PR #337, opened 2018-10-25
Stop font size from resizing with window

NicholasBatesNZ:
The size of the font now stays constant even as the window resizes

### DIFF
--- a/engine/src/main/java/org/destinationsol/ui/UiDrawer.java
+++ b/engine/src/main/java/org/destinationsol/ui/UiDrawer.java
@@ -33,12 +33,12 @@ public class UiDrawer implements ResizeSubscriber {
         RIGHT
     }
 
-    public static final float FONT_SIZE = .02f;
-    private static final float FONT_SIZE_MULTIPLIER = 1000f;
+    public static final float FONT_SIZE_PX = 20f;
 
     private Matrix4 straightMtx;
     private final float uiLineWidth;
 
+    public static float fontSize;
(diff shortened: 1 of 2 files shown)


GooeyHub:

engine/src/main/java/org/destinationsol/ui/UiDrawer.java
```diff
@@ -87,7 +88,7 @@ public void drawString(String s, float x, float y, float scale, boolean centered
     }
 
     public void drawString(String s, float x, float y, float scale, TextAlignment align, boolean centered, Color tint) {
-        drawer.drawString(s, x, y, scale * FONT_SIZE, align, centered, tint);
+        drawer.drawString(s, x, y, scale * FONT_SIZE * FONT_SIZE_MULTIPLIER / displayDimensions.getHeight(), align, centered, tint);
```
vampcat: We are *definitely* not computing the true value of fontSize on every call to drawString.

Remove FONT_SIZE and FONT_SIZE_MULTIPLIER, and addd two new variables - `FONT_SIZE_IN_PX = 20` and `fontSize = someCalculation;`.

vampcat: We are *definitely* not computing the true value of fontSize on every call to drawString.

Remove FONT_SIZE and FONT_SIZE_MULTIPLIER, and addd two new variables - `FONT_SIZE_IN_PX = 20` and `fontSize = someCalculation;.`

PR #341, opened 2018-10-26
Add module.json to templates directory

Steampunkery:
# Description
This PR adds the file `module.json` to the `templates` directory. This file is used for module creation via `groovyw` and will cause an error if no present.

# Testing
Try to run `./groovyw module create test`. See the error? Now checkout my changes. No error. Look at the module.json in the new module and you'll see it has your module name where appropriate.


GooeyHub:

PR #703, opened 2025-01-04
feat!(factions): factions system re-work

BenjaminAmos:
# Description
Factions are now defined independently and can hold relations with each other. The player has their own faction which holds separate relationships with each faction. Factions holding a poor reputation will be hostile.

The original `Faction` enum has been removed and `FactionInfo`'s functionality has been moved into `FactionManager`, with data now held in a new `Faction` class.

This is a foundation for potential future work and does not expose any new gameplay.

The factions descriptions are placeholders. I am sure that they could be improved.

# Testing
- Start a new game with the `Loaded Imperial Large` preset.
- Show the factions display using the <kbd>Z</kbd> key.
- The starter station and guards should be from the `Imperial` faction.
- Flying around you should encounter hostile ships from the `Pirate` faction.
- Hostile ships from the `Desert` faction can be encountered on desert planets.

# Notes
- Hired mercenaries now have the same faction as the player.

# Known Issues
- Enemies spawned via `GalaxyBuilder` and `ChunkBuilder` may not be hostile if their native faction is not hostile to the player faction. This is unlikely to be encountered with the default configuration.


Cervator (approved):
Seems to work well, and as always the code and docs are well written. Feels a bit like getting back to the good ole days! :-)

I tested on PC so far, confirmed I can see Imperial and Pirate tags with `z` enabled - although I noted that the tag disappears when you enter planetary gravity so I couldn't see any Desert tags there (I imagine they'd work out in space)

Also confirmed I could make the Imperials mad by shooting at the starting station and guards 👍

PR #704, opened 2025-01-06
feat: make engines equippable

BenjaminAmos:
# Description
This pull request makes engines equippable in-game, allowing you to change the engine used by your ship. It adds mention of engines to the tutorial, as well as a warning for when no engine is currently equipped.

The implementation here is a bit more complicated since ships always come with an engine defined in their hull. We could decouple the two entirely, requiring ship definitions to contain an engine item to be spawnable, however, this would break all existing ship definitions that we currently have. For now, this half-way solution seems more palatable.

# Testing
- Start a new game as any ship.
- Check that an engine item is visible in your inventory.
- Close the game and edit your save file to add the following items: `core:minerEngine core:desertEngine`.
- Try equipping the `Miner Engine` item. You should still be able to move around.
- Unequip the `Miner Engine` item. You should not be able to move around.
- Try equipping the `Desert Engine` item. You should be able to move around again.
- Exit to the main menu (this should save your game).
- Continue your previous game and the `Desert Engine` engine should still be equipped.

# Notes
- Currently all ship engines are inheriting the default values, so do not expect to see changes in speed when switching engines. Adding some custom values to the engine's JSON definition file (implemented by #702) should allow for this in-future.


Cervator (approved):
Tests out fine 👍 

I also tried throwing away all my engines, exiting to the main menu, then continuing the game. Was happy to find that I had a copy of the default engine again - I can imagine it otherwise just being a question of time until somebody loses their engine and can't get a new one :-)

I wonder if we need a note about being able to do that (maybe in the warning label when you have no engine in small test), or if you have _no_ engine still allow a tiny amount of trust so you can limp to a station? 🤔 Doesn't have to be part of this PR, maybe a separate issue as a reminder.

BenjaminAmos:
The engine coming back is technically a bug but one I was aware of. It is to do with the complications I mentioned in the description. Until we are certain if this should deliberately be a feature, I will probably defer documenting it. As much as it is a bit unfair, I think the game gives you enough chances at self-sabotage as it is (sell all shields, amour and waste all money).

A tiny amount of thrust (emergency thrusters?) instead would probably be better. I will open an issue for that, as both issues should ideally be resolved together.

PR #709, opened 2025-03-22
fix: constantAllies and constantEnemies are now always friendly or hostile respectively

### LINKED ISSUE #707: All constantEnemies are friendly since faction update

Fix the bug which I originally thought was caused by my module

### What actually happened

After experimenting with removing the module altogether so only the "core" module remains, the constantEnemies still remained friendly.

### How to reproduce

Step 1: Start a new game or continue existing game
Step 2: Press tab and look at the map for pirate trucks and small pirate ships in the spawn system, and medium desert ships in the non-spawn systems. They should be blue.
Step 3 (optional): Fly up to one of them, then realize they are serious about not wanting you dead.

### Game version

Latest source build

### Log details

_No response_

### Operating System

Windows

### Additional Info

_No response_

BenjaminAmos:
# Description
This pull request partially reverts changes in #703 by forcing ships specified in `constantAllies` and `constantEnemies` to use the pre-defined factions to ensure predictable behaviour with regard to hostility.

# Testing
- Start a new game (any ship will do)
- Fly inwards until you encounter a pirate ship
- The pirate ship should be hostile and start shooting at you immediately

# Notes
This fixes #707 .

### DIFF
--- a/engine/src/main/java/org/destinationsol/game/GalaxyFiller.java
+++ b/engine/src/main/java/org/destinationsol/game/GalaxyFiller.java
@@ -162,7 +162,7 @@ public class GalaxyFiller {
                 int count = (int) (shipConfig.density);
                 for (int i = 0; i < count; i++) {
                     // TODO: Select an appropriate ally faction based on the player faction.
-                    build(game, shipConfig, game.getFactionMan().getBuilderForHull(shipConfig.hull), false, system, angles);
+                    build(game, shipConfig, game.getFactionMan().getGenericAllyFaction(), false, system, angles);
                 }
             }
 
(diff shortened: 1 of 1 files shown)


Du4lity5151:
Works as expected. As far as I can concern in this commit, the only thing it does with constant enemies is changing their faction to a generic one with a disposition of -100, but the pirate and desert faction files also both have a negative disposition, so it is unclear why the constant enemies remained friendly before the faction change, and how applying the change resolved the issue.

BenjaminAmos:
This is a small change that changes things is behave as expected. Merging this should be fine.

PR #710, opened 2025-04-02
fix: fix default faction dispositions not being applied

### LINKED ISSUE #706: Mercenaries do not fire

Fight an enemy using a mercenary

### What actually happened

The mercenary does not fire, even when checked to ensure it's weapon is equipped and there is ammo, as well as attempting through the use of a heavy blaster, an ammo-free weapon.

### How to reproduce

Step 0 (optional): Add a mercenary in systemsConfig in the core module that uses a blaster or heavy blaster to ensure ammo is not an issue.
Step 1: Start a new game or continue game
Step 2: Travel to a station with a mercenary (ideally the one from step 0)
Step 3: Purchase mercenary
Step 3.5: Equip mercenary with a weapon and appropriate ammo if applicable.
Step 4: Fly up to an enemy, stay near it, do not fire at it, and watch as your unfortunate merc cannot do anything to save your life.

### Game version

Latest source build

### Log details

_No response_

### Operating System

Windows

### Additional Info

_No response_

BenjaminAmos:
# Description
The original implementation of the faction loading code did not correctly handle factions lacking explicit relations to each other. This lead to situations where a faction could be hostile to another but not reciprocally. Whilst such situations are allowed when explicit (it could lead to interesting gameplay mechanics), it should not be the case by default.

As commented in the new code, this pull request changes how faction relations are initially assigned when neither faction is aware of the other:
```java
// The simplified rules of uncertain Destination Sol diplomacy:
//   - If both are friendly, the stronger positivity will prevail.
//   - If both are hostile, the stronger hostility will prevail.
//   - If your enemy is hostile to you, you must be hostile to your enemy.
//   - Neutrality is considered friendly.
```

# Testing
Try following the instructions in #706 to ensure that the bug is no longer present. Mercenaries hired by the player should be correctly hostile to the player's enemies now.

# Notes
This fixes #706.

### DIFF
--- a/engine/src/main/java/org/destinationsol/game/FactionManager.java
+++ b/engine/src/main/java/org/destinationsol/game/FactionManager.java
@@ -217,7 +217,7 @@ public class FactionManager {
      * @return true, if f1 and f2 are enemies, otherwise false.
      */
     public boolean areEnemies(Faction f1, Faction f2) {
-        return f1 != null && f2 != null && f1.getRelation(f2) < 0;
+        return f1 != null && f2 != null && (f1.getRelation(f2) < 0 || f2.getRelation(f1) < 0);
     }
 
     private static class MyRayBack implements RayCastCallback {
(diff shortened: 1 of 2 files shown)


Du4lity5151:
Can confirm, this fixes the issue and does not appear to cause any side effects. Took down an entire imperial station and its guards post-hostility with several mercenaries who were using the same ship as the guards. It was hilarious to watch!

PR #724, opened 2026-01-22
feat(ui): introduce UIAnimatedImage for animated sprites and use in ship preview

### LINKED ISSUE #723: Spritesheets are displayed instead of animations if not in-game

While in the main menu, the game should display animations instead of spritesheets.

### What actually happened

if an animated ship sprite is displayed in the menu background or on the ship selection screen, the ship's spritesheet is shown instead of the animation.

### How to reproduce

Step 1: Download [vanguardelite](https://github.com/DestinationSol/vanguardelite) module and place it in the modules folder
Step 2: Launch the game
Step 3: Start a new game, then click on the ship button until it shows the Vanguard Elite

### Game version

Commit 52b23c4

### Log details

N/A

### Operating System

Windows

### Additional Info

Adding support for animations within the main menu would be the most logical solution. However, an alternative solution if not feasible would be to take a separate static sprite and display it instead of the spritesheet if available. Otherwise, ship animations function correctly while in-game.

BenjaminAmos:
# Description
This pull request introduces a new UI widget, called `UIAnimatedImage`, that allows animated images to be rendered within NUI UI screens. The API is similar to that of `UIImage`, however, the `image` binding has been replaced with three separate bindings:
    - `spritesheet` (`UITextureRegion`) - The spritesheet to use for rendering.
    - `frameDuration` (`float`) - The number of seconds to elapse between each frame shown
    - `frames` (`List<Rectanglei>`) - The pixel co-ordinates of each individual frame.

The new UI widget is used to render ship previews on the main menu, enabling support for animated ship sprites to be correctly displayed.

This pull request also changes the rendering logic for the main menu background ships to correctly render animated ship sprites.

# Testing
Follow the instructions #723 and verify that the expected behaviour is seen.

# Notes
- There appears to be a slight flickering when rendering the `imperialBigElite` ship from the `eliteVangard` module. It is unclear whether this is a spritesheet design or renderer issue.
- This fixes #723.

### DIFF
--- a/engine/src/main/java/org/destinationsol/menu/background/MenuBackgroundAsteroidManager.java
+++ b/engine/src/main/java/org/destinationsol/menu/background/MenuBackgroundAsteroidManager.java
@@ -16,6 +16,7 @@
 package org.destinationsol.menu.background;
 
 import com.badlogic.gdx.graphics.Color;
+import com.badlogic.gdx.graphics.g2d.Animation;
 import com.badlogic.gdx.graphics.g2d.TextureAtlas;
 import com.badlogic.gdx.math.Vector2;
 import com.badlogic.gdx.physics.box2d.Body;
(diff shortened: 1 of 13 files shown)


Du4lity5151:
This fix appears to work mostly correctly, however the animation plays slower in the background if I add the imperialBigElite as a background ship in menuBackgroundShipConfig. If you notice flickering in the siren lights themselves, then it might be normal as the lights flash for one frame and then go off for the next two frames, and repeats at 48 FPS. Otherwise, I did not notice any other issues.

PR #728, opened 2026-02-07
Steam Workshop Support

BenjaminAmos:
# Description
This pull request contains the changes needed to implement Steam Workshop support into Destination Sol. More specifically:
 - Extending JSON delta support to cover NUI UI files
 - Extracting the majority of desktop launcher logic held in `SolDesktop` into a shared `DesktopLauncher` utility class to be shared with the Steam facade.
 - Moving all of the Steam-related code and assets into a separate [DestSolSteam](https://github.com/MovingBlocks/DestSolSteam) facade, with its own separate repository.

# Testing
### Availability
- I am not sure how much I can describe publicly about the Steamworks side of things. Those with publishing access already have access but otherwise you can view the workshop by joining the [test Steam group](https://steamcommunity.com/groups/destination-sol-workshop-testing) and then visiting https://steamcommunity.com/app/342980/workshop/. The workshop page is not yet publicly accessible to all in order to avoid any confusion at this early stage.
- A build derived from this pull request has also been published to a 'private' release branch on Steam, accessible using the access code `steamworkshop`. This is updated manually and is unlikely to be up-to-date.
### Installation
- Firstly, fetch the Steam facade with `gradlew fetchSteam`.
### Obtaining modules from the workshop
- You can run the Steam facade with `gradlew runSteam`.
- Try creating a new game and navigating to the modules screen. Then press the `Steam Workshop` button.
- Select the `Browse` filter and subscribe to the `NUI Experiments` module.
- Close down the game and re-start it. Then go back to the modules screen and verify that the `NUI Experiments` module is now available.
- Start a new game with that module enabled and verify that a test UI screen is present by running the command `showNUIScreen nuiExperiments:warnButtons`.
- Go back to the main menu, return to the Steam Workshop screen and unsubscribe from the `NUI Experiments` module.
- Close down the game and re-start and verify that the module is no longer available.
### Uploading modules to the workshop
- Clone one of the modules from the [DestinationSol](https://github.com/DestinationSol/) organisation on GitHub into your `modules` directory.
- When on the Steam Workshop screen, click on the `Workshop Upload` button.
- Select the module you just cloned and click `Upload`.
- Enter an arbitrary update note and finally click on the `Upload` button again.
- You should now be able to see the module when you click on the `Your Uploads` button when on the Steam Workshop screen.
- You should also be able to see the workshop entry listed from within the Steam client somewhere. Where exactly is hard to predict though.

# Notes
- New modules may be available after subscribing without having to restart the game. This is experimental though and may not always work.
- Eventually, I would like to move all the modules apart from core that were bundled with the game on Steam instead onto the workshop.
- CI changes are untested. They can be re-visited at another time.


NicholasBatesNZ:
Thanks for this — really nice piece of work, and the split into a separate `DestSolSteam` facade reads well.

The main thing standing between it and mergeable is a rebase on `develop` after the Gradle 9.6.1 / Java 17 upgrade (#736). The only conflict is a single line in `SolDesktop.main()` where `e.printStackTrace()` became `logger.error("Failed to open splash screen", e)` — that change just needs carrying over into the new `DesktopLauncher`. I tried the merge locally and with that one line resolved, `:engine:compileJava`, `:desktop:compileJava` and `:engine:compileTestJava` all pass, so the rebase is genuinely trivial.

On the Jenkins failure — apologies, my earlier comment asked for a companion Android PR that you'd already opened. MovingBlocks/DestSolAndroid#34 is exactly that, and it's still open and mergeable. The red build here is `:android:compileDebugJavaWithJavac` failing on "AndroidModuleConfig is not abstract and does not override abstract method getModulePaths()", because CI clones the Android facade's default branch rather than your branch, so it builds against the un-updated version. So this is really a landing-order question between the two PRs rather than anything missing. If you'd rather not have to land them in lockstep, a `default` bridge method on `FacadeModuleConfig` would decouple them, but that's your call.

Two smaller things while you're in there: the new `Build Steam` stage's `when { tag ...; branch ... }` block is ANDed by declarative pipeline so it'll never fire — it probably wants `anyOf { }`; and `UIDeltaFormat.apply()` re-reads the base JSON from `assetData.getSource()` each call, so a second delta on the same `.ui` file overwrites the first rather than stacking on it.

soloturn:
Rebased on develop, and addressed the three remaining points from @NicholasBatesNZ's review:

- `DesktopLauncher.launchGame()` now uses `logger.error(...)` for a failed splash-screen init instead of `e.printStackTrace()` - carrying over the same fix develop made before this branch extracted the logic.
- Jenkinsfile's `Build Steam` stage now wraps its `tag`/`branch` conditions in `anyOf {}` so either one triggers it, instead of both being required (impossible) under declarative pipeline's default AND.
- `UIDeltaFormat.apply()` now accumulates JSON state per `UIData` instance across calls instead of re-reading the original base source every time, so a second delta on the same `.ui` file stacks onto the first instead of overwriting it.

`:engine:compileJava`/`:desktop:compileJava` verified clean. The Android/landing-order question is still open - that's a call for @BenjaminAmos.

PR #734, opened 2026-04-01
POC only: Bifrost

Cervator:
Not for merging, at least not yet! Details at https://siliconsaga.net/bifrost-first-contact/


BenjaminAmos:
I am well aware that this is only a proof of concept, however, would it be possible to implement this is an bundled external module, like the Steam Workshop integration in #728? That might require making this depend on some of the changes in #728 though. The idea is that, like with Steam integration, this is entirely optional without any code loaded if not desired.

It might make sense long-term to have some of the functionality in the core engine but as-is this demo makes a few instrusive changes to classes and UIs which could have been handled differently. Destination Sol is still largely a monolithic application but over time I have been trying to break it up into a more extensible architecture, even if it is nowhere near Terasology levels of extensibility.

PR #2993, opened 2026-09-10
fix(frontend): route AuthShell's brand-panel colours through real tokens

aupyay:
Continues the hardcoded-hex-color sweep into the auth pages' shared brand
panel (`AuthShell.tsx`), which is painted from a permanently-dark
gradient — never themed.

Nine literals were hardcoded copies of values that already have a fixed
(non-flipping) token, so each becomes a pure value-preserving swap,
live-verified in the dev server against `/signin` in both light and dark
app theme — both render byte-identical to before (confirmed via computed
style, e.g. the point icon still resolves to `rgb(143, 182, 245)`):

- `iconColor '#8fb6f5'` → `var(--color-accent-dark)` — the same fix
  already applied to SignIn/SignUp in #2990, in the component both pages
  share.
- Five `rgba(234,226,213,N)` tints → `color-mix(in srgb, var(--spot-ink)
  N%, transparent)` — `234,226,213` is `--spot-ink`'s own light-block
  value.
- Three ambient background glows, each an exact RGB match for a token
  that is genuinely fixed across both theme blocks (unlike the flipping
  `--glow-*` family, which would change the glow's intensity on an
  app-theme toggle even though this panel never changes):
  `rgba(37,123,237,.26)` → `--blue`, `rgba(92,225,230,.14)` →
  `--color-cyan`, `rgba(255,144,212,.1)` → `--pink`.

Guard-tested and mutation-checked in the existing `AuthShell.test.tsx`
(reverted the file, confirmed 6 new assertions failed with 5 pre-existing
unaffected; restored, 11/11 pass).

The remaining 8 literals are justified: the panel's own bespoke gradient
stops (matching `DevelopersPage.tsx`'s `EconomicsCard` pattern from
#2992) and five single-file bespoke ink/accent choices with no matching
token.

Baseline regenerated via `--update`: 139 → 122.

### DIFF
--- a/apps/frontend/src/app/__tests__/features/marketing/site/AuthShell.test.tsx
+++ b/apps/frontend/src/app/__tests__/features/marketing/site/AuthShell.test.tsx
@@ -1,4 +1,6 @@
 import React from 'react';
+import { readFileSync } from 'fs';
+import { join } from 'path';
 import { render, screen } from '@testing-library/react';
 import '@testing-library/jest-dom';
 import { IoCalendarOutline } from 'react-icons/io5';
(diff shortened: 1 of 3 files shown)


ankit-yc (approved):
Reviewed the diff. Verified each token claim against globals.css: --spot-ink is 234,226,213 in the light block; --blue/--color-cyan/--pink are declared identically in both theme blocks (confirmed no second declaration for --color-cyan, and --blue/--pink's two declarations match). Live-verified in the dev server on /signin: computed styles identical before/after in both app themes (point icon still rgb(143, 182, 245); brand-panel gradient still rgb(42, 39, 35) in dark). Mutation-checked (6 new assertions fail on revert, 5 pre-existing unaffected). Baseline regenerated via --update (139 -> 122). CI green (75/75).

:::::

** TASK INSTRUCTIONS **
Once the lines holding the word "shortened" in the material above are counted, report that number by itself.

** FINISHED TASK **
5